In accordance with one or more embodiments, a method of fusing the sacroiliac joint without the use of a rotary cutting instrument or other abrading device is disclosed. The method may involve providing an implant as described herein.

In accordance with one or more embodiments, a repaired bone is disclosed. The repaired bone may generally involve an implant as described herein positioned between two adjacent bone fragments.

In accordance with one or more embodiments, a stabilized joint is disclosed. The stabilized joint may generally involve an implant as described herein positioned between two adjacent bones. In some embodiments, the two adjacent bones are in close proximity. In other embodiments, the implant bridges or spans a space or gap between the two adjacent bones. The space or gap may be less than a millimeter to approximately 5mm. Preferably the space or gap is approximately 3mm.

In accordance with one or more embodiments, a method of facilitating the transfixing of two adjacent bones is disclosed. The method may generally involve providing an implant as described herein. Instructions for use of an implant as described herein may also be provided.

In accordance with one or more embodiments, a kit is disclosed.

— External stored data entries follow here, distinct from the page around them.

PR #58, opened 2020-11-15
Add the Transfer of Care UJMs

holtzmak:
A first draft of the Transfer of Care stories, in UJM form to discover landing pages in the application and what the transporter needs from the pages. Close #51 .

PR #60, opened 2020-11-15
added ATR ujms

### LINKED ISSUE #48: Create the Animal Transport Record UJMs from USMs
Using the USM from #41, create the corresponding User Journey Maps (UJMs) using the structure from #47.

SanaKhan1997:
Closes #48


holtzmak (changes requested):
I see what you were referring to in [this PR comment](https://github.com/holtzmak/Humane-Transport/pull/58#issuecomment-727559442). I like what you have done. 

I'm thinking about how much different the UJMs are from the USMs because they convey the same information, and if we actually need the UJMs. But, I think we still have use for the UJMs with respect to my first draft of ToC UJMs - we can use them to determine where the responsibilities of phases lie in our app pages.

I have a request to change your commits though, **it's not good etiquette to merge into someone else's branch (especially if it's in progress)**. You can see that I'm rearranging the `documentation` folder how I see fit - what you should do is put your UJMs in `documentation` as everything else already is (meaning, you should be merging into `master`). What will then happen is that I will have to rebase on `master` before merging, and will address the changes made by your PR. This method of doing only your changes will result in less work (and risk of messing history up) later.
- [ ] Change your commits to merge into `master` and not my branch. Let me know if you need help doing this.

SanaKhan1997:
@holtzmak Thanks for pointing out the base branch issue. I have changed the base branch to master hope that will fix the issue and let me know if its good to merge now.

holtzmak:
> @holtzmak Thanks for pointing out the base branch issue. I have changed the base branch to master hope that will fix the issue and let me know if its good to merge now.

Note quite, you still have my commits (which we definitely don't want on `master` now). What you want is your commit `c0f059aeecdacba73ac74541b689716a05bd4438` on top of what's in `master` right now.

SanaKhan1997:
@holtzmak needs approval for merging

holtzmak (approved):
LGTM

PR #62, opened 2020-11-16
FWR UJM added

MummenRider:
Here's a UJM for FWR using Figma. If team decided to use the first template, I will change this for consistency.


holtzmak:
> Here's a UJM for FWR using Figma. If team decided to use the first template, I will change this for consistency.

Ok, will host a poll in the group chat for this before reviewing

mansiPaTeLL:
@MummenRider I think using Figma UJM, it describe the user flow/feeling really well, which is required for prototyping. I think this is also really good. But, we also need to have "Doing" "Thinking", "Saying" section to describe the journey well.

holtzmak:
@MummenRider Is this the only FWR UJM to make?

SanaKhan1997:
You created a UJM for a perfect FWR scenario but what if a transporter notice an animal that requires FWR before its next interval due time(in that case shortest FWR interval will be recorded for all as this record does not apply to individual animal instead it provides overview). This case was discussed in last client meeting.

MummenRider:
> @MummenRider I think using Figma UJM, it describe the user flow/feeling really well, which is required for prototyping. I think this is also really good. But, we also need to have "Doing" "Thinking", "Saying" section to describe the journey well.
@mansiPaTeLL 
The action and doing is included in the template. For example: 1. Opening the app.
For Thinking and saying, the comment box is the representation of that

MummenRider:
> @MummenRider Is this the only FWR UJM to make?
@holtzmak 
No, I have 3 more to do once we decided which template we're going to use. 
I don't want to commit to this template yet and do all the UJMs there is a no guarantee yet that we're going to use the template.
I created this 1 UJM for the template.  If we decided to use Figma style, then I will create the rest

MummenRider:
> You created a UJM for a perfect FWR scenario but what if a transporter notice an animal that requires FWR before its next interval due time(in that case shortest FWR interval will be recorded for all as this record does not apply to individual animal instead it provides overview). This case was discussed in last client meeting.

@SanaKhan1997 , I do have a different UJM for this scenario, I did 1 perfect scenario only to show the template for Figma.
If we decided to use this style, then I'll do the rest.

holtzmak:
> > @MummenRider Is this the only FWR UJM to make?

> @holtzmak
> No, I have 3 more to do once we decided which template we're going to use.
> I don't want to commit to this template yet and do all the UJMs there is a no guarantee yet that we're going to use the template.
> I created this 1 UJM for the template.  If we decided to use Figma style, then I will create the rest

As per the poll in the group chat, using both templates (Figma and NN/g) at the same time is fine.

holtzmak (approved):
Your figma template is very similar to the NN/g template, which is great for when we generate lofis. A difference is that your figma template is somewhat application focused - but I think our application will very much so reflect the sequence of events in transport: making it a moot point to argue whether application details should be in the UJMs or not.

Do make note to mark outstanding FWR occurrences in the UJM, even if copy-pasted from the USMs. Looking forward to the rest of the FWR UJMs.

holtzmak (changes requested):
Changes still approved, some minor changes I'd like to see. 

1. The [exceeded MTI form](https://github.com/holtzmak/Humane-Transport/blob/26cdf57fca78b17e8f3644650ecc5d1a686ae070/MTIExceededScenarioUJM.pdf) was really well done, good job.
2. Even though your UJMs mention application interaction, they easily apply to the paper form interaction so no changes there.
3. Really digging the new emotion line with the faces, it shows better if a situation is good or not for the transporter (like feeling poorly if some event has occurred that puts the situation in jeopardy).

I'd like to see one change (and you're free to do what you want with the second):
- [ ] Please put the UJMs into a folder named `feed, water, rest ujms` in the `documentation` folder in the codebase like the other UJMs are now.

And, I've seen the word "thinking" misspelled "thingking" in several forms, might want to fix that if you want to bother.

The kit may generally include an implant as described herein. Other components for clinical use as described herein may also be included in the kit. Modifications of the Preferred Embodiments

It should be understood that many additional changes in the details, materials, steps and arrangements of parts, which have been herein described and illustrated in order to explain the nature of the present invention, may be made by those skilled in the art while still remaining within the principles and scope of the invention.

The phraseology and terminology used herein is for the purpose of description and should not be regarded as limiting. As used herein, the term “plurality” refers to two or more items or components. The terms “comprising,” “including,” “carrying,” “having,” “containing,” and “involving,” whether in the written description or the claims and the like, are open-ended terms, i.e., to mean “including but not limited to.” Thus, the use of such terms is meant to encompass the items listed thereafter, and equivalents thereof, as well as additional items. Only the transitional phrases “consisting of’ and “consisting essentially of,” are closed or semi-closed transitional phrases, respectively, with respect to the claims. Use of ordinal terms such as “first,” “second,” “third,” and the like in the claims to modify a claim element does not by itself connote any priority, precedence, or order of one claim element over another or the temporal order in which acts of a method are performed, but are used merely as labels to distinguish one claim element having a certain name from another element having a same name (but for use of the ordinal term) to distinguish the claim elements.

Having thus described several aspects of at least one embodiment, it is to be appreciated various alterations, modifications, and improvements will readily occur to those skilled in the art. Any feature described in any embodiment may be included in or substituted for any feature of any other embodiment. Such alterations, modifications, and improvements are intended to be part of this disclosure and are intended to be within the scope of the invention. Accordingly, the foregoing description and drawings are by way of example only.

Those skilled in the art should appreciate that the parameters and configurations described herein are exemplary and that actual parameters and/or configurations will depend on the specific application in which the disclosed methods and materials are used. Those skilled in the art should also recognize or be able to ascertain, using no more than routine experimentation, equivalents to the specific embodiments disclosed.